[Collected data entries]
PR #14764, opened 2026-01-23
✨ Add dataclasses-based route parameters

HoverHell:
Proposal for discussion:

Adding a dataclass that represents the arguments to `api_route`
allows for custom route-building functions
without having to copy all the parameters supported in `api_route`.

For an example, see [classy_fastapi](https://gitlab.com/companionlabs-opensource/classy-fastapi/-/blob/5ae37f2395e7df5b1d3c9b570d1802f2e3fcdd1c/classy_fastapi/decorators.py#L43), or [this related code and discussion](https://stackoverflow.com/q/79873541/62821).

### DIFF
--- a/fastapi/datastructures.py
+++ b/fastapi/datastructures.py
@@ -1,3 +1,4 @@
+import dataclasses
 from collections.abc import Mapping
 from typing import (
     Annotated,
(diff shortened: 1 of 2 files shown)


HoverHell:
-> https://github.com/fastapi/fastapi/pull/14774

PR #14766, opened 2026-01-23
Fix Optional[Literal] Form field handling when value is None

developreiloyo:
### 🐛 Bug

`Optional[Literal[...]]` form fields were returning `422 Unprocessable Entity`
when the submitted value was `None`, even though the field was optional.

This behavior was inconsistent with other optional form fields such as
`Optional[str]` or `Optional[List[str]]`.

### ✅ Fix

- Properly handle `None` values for `Optional[Literal]` form fields
- Align behavior with other optional form parameters

### 🧪 Tests

- Added tests reproducing the issue
- Verified no regressions in existing request parameter tests

### DIFF
--- a/tests/test_request_params/test_form/test_optional_literal_form.py
+++ b/tests/test_request_params/test_form/test_optional_literal_form.py
@@ -1,4 +1,5 @@
 from typing import Annotated, Literal, Optional
+
 from fastapi import FastAPI, Form
 from fastapi.testclient import TestClient
 
@@ -8,9 +9,7 @@ def test_optional_literal_form_none():
     app = FastAPI()
 
     @app.post("/")
-    async def read_main(
-        attribute: Annotated[Optional[Literal["abc", "def"]], Form()]
-    ):
+    async def read_main(attribute: Annotated[Optional[Literal["abc", "def"]], Form()]):
         return {"attribute": attribute}
 
     client = TestClient(app)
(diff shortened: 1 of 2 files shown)


tests/test_request_params/test_form/test_optional_literal_form.py
```diff
@@ -0,0 +1,77 @@
...
+    @app.post("/")
+    async def read_main(attribute: Annotated[Optional[Literal["abc", "def"]], Form()]):
+        return {"attribute": attribute}
+
+    client = TestClient(app)
+
+    # FIXED: Use empty data instead of {"attribute": None}
+    response = client.post("/", data={})
+    assert response.status_code == 200
+    assert response.json() == {"attribute": None}
```
YuriiMotov, line 20: This test is incorrect..
The `attribute` parameter is **nullable**, but still **required**. So, not passing it should result in 422 error response

tests/test_request_params/test_form/test_optional_literal_form.py
```diff
@@ -0,0 +1,77 @@
...
+    async def read_main(attribute: Annotated[Optional[Literal["abc", "def"]], Form()]):
+        return {"attribute": attribute}
+
+    client = TestClient(app)
+
+    # Empty string is treated as "not provided" for optional Form fields
+    # This is consistent with FastAPI's behavior for Form data
+    response = client.post("/", data={"attribute": ""})
+    assert response.status_code == 200
+    assert response.json() == {"attribute": None}
```
YuriiMotov, line 77: This is a known issue, and it fails for `Optional[str]` as well.
Just change the type annotation to `Optional[str]` and run this test on `master` branch - you will see the same error

YuriiMotov (commented):
@developreiloyo, thanks for your interest and efforts!

There is currently issue with passing empty str to optional Form field that has non-`None` default value.
The problem is that it's not related to `Literal` - it will fail with any other type as well.

So, it should be solved in different way

tiangolo:
Thanks for the effort! We'll need to handle this in a different way. I'll pass on this for now. ☕

PR #14769, opened 2026-01-24
Docs: clarify handling of extra fields in request body

KevynValladares21:
This PR adds a short note to the Request Body tutorial clarifying that extra fields in the request body are ignored by default when using Pydantic models.

This behavior surprised me while following the tutorial, so I made it explicit to help readers understand what to expect.

### DIFF
--- a/docs/en/docs/tutorial/body.md
+++ b/docs/en/docs/tutorial/body.md
@@ -57,7 +57,7 @@ For example, this model above declares a JSON "`object`" (or Python `dict`) like
 
 /// note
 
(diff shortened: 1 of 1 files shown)


KevynValladares21:
Hi! Just checking in on this PR. It’s a small docs clarification and all checks have passed.

If you'd like any wording or placement changes, I'm happy to update it. Thanks!

YuriiMotov (commented):
@KevynValladares21, thanks for your interest!

I think we don't need this clarification.
It should be already clear that since we use Pydantic model to declare request body, people should find answers to their questions in the docs of Pydantic.
We just can't describe all Pydantic features and limitations here. We should keep docs simple

KevynValladares21:
Got it, that makes sense, thanks for the response!

I appreciate the clarification about keeping FastAPI docs focused and deferring detailed behavior to Pydantic docs. Thanks for taking a look at the PR.

PR #14771, opened 2026-01-25
Set cooldown in dependabot

p-r-a-v-i-n:
Source: https://docs.zizmor.sh/audits/#dependabot-cooldown

### DIFF
--- a/.github/dependabot.yml
+++ b/.github/dependabot.yml
@@ -7,6 +7,8 @@ updates:
       interval: "daily"
     commit-message:
       prefix: ⬆
+    cooldown:
+      default-days: 7
   # Python
   - package-ecosystem: "uv"
     directory: "/"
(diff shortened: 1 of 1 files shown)


ulgens:
Was there any discussion about zizmor?

svlandeg (commented):
I'm not sure I'm a fan of this `cooldown` period. Yes, new versions may have unexpected bugs, but delaying the update also delays installing the next update with the fix 🥲 

Also, it's not like `dependabot` runs daily here, so we already have an inherit cooldown period 🤷

p-r-a-v-i-n:
> I'm not sure I'm a fan of this `cooldown` period. Yes, new versions may have unexpected bugs, but delaying the update also delays installing the next update with the fix 🥲
> 
> Also, it's not like `dependabot` runs daily here, so we already have an inherit cooldown period 🤷

make sense

PR #14781, opened 2026-01-29
📝 Update `docs/en/docs/tutorial/security/oauth2-jwt.md`

zadevhub:
The word emit is difficult to follow. I had to look it up in this context. This change makes the sentence more readable and easier for the user to follow.


docs/en/docs/tutorial/security/oauth2-jwt.md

> What the task asks
Examine the records and report how many lines contain the string "dependabot". Only the number should be given.

> The answer
6